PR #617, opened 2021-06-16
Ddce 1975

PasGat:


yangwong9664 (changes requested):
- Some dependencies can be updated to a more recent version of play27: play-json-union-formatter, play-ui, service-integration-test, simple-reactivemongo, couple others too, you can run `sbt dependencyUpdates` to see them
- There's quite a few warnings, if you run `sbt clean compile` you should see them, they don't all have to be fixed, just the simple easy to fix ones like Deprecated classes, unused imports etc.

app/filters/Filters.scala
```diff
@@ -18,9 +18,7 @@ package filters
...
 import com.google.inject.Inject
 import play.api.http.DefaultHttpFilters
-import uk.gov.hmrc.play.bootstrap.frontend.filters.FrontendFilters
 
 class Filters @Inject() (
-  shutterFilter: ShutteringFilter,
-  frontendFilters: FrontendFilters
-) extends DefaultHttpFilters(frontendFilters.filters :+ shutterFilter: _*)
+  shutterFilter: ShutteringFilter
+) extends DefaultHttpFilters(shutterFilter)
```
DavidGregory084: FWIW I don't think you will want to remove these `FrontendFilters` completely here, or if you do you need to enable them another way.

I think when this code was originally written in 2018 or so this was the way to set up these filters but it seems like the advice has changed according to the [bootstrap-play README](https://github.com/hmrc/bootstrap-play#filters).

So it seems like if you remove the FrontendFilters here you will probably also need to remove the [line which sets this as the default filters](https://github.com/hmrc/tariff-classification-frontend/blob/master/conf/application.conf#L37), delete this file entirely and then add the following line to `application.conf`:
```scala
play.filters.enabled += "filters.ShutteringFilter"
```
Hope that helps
━━━━━━━━━━━━━━━━━━━━━━━━━━━━━━
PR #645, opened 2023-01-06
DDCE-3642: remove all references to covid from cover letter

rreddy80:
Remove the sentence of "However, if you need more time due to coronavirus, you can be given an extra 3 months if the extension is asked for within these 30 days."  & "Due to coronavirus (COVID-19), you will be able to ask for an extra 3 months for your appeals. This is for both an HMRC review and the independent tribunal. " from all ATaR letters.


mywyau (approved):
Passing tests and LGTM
━━━━━━━━━━━━━━━━━━━━━━━━━━━━━━
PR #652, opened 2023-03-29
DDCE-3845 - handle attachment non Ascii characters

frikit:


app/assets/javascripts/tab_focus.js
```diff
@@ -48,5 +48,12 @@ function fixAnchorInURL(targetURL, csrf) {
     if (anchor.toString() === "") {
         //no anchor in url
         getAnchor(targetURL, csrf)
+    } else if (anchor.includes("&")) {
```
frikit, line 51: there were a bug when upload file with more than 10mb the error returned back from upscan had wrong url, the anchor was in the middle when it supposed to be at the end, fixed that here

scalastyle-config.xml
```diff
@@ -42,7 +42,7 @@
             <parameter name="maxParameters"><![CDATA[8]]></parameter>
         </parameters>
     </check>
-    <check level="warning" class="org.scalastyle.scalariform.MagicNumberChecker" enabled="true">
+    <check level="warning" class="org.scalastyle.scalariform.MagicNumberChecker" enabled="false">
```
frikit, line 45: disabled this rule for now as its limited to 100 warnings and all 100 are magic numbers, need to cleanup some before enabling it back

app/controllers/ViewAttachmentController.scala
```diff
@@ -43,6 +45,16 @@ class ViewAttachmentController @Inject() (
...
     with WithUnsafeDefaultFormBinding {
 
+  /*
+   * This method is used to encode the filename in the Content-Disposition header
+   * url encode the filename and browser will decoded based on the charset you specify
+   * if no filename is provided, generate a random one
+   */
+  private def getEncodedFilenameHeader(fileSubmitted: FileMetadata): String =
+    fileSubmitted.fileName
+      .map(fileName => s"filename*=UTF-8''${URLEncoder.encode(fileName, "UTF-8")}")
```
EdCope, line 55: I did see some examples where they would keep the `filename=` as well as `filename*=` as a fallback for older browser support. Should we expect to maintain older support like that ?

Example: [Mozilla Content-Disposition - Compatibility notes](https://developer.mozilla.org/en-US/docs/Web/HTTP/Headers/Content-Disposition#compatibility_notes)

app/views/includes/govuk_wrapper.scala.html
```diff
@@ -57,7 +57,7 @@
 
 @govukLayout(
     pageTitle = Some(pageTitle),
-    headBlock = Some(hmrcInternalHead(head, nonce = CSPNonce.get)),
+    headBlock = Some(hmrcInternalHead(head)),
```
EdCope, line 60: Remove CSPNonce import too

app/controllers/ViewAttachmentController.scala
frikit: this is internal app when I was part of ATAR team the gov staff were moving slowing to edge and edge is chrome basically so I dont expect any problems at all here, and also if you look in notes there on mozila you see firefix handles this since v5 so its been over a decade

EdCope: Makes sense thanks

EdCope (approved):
━━━━━━━━━━━━━━━━━━━━━━━━━━━━━━
• [Instructions for the task]
Take every line in the preceding listing that contains "opened" and copy it.

• [Response for this exercise]
PR #617, opened 2021-06-16
PR #645, opened 2023-01-06
PR #652, opened 2023-03-29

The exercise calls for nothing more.